В отличие от Г. И. Петрова, Г. Н. Амфитеатров к признаку
метода регулирования вовсе не обращается и включает в гражданское право все
имущественные отношения, опосредствующие процесс воспроизводства[229]. Но концепция такого рода
находится в явном противоречии с действительностью, ибо процесс воспроизводства
соприкасается с имущественными отношениями самого различного характера, которые
одними лишь гражданскими правоотношениями далеко не исчерпываются. Если же
считать гражданскими любые имущественные правоотношения, каким бы ни был их
структурный тип, то тогда не совпадающие по методу регулирования юридические
нормы оказались бы отнесенными к одной и той же отрасли права. А это уже
означало бы не квалификацию метода регулирования как вторичного признака, а
полное его исключение из числа признаков гражданского права вопреки тому, что
речь все же идет о системе права, а не о системе регулируемых им общественных
отношений.
По сфере имущественных отношений определял гражданское право
и Д. М. Генкин, используя при этом в качестве их отличительного признака
критерий оборота: гражданское право регулирует имущественные отношения; однако
те имущественные отношения, которые не связаны с оборотом, составляют предмет
административного права[230]. Но дело
в том, что понятие оборота само нуждается в определении. Если под оборотом
понимать любое передвижение имущества, то с ним связано как гражданское, так и
административное право. Если же оборот - это не что иное, как сфера обращения,
то ею гражданское право отнюдь не замыкается. И поэтому, когда С. Ф. Кечекьян
определял административное право как регулирующее сферу обращения[231], то он упускал из виду, что,
например, гражданско-правовые нормы о праве собственности также имеют дело со
сферой производства, а планово-административные акты зачастую служат
необходимыми юридическими предпосылками перемещения имущества в сфере
обращения.
Опубликованная в 1946 г. статья С. Ф. Кечекьяна фактически
завершила первую дискуссию о системе советского права. Но выводы, сформулированные
в ходе дискуссии для гражданского права, нельзя было признать вполне
удовлетворительными. Об этом свидетельствует самое определение гражданского
права, введенное в учебный обиход. Оно гласило: <Советское социалистическое
гражданское право является отраслью единого советского социалистического права
и представляет собой систему норм, определяющих правовое положение организаций
и граждан как участников имущественных отношений советского общества, норм, регулирующих
эти отношения, а также связанные с ними личные права граждан на блага,
неотделимые от их личности>[232].
Наметившийся в этом определении известный прогресс состоял в упоминании, наряду
с имущественными, также и личных прав граждан. Однако помимо того, что здесь в
один ряд поставлены <отношения> и <права>, правовое положение субъектов и
отношения, в которые они вступают, определение не выявляет тех специфических
признаков гражданского права, которые позволяли бы отграничить его от смежных
отраслей и в первую очередь от административного права. Но учебник не может
быть выше уровня, достигнутого наукой, которую он освещает. А гражданско-правовая
наука того времени четкого ответа на этот последний вопрос пока еще не давала.

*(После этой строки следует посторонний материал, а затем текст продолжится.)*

PR #136, opened 2015-08-13
Removed some final modifiers

Ragnaroek:
New pull request (now without formatting pollution).

We needed to remove those modifiers in our project.


martin-g:
Please start a discussion at Wicket's dev@ (or users@) mailing list with explanation of your use cases.
IMO only the method in Localizer could be improved. Removing `final` from the other two could break Wicket internals really bad if the application is not really careful.

Ragnaroek:
Hi Martin,

renderAll was overwritten by us to add some performance profiling, something like this:
<startPerfProfiling>
super.renderAll()
<stopPerfProfiling>


addStateChange() was overwritten to prevent the increment of a page version number, since we manipulated the component hierarchy after rendering, but before the page gets stored. This is a very deep manipulation of Wicket, we are fully aware of that, but it was essential for our high traffic scenario.

martin-g:
Please discuss at dev@ mailing list.
Very few people actually read here.

PR #137, opened 2015-09-24
Changed return type of

astrapi69:
Program to Interface, not Implementation


martin-g:
I'm afraid this change could not be applied.
It is an API break and we could not merge it in 7.x branch (currently master).

The methods are `static` so they are not overrideable, so I think there is no big issue here.

Thanks for the PR anyway!

astrapi69:
Ok than for release 8.x :-)

PR #138, opened 2015-10-04
Fixed 'uberjar' support for initializers

robertbraeutigam:
Comment for 'break' says no need to have multiple initializer properties files. Actually when creating a single jar file as a distribution (with jetty, wicket, everything included) as opposed to a 'war' file, it is necessary to read *all* initializer files, as all of them will be included in the single distributed jar file.

In my case, there are 2 initializers: core and extensions. With this modifications it all works in a single 'executable' jar file.

### DIFF
--- a/wicket-core/src/main/java/org/apache/wicket/Application.java
+++ b/wicket-core/src/main/java/org/apache/wicket/Application.java
@@ -514,7 +514,6 @@ public abstract class Application implements UnboundListener, IEventSink
 							Properties properties = new Properties();
 							properties.load(jarEntryStream);
 							load(properties);
-							break; // atm there is no need to have more than one .properties file
 						}
 					}
 				}


martin-g:
This will slow down the startup for all "normal" (WAR) applications :-/
Could you please create a quickstart to play with? I think we can improve further by `break`-ing once we exit `/META-INF/wicket/` directory. I.e. I think iterating over the jar entries will go over all entries in `/META-INF/wicket/` and then process other directories. So once it enters in `/META-INF/wicket/` we can raise a flag, later when it exits then we should `break`.

robertbraeutigam:
Here you go: https://github.com/robertbraeutigam/wicket-uberjar-sandbox

As far as I know, there is no "exiting" and "entering" directories in Jar files, since it is composed of 'entries' in no particular order. I don't think we can get around that, unless we can get rid of scanning the classpath altogether somehow.

robertbraeutigam:
As for slowing down "normal" applications, I think the real solution would be not to do classpath scanning, but to use java.util.ServiceLoader or similar approach. The "shade" maven plugin for example can deal with merging these standard Service files at least, so that would solve this "uberjar" issue and would be even faster (and more standard-compliant) than the current solution.

martin-g:
> java.util.ServiceLoader or similar approach

Maybe for Wicket 8 ...
Unless there is a backward compatible way to do this now.

I remember both maven-shade-plugin and OSGi had problems with ServiceLoader. Maybe they are fixed in latest versions.

martin-g:
The was a discussion at Wicket dev@ mailing list and we decided to deprecate the current way and use ServiceLoader from now on.
Please see https://issues.apache.org/jira/browse/WICKET-5997 and http://markmail.org/message/o5jvwjmmezu4xebe for more details.
Please close this PR because we don't have permissions to do it!
Thank you for raising this issue!

PR #139, opened 2015-10-14
WICKET-5999 fix IFeedback visitor in AjaxFormValidatingBehavior

shuraa:


shuraa:
@svenmeier I've reworked the patch.

svenmeier:
That looks better.

PR #140, opened 2015-10-17
Allow the Wicket ChannelManager to be used by plain Ajax requests

dhs3000:
Allows to replace the jQuery ajax function by one that uses Wicket’s channel manager to coordinate ajax requests in third party libraries like “select2”.

Could be used for example for an autocomplete select2 component where some requests might take longer. The Wicket channel manager drops all new request (by users input) but the last request as long as one request is still processed by the server.


wicket-core/src/main/java/org/apache/wicket/ajax/res/js/wicket-ajax-jquery.js
```diff
@@ -1253,6 +1253,48 @@
...
+			this.type = channelType;
+			this.channel = this.name + "|" + this.type;
+			this.channelManager = channelManager;
+			this.transport = ajaxTransport? ajaxTransport : jQuery.ajax;
+		},
+
+		ajax: function(url, options) {
+			if (typeof url === "object") {
+				options = url;
+				url = undefined;
```
martin-g: This looks wrong. IMO if `url` is Object then:
 * if `options` is Object too then merge them
 * if `options` is undefined then: `options = url; url = options.u || options.url`

There is no unit test for `url` being Object.

martin-g:
Thanks for the contribution!
But since Wicket itself won't use it I think it should not be part of wicket-ajax-jquery.js. It could be part of Wicket-Select2 project, for example.

Let's see what other Wicket devs think about it.

wicket-core/src/main/java/org/apache/wicket/ajax/res/js/wicket-ajax-jquery.js
dhs3000: That sounds right. I updated the argument handling and the unit tests.

svenmeier:
I agree with Martin here: Why have a method in Wicket, when it's not used by Wicket?

martin-g:
@dhs3000 Please close this PR. We don't have permissions to do it ourselves.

Поэтому и после завершения первой дискуссии о системе
советского права научный спор о сущности советского гражданского права не прекращался.
Советские ученые постоянно возвращались к нему как в устных обсуждениях, так и
в печатных выступлениях[233]. В
результате возникла необходимость открыть дискуссию, специально посвященную
гражданскому праву. Она и была проведена на страницах журнала <Советское
государство и право> в 1954 - 1955 гг.
Начало дискуссии положил А. В. Венедиктов. Его выступление
по основному своему замыслу было посвящено чисто практической задаче -
выработке системы построения нового советского Гражданского кодекса. Решая эту
задачу, он должен был, естественно, определить круг отношений, входящих в сферу
действия гражданского законодательства, что, в свою очередь, предполагало
установление границ самого гражданского права как одной из отраслей советского
права.
В самом общем виде круг регулируемых гражданским правом отношений
был очерчен А. В. Венедиктовым точно так же, как к тому времени его
обрисовывало подавляющее большинство советских цивилистов. Речь шла об
имущественных и связанных с ними личных неимущественных отношениях. Он отвергал
необходимость установления гражданско-правовой охраны не связанных с имущественными
личных неимущественных отношений (честь, имя и т. п.)[234],
полагая, что такая охрана в достаточной мере обеспечивается нормами других
отраслей советского права. Его не удовлетворяло также выведение
гражданско-правовых норм об имущественных отношениях всецело из действия закона
стоимости при социализме[235],
поскольку действие этого закона в той или иной мере учитывается содержанием
любых юридических норм, соприкасающихся с имущественными отношениями. Специфику
находящихся под воздействием закона стоимости и образующих предмет
гражданско-правового регулирования имущественных отношений А. В. Венедиктов
усматривал в их эквивалентности, которая обусловливает и специфический для гражданского
права метод регулирования, воплощаемый в юридическом равенстве участников этих
отношений. По единству предмета и метода гражданское право может быть четко
отграничено от административного права. Его отграничение от других отраслей
права, тоже регулирующих имущественные отношения (колхозное право и
т. п.), требует дополнительных признаков. Но на вопрос о том, каков
характер этих признаков, А. В. Венедиктов ответа не давал[236].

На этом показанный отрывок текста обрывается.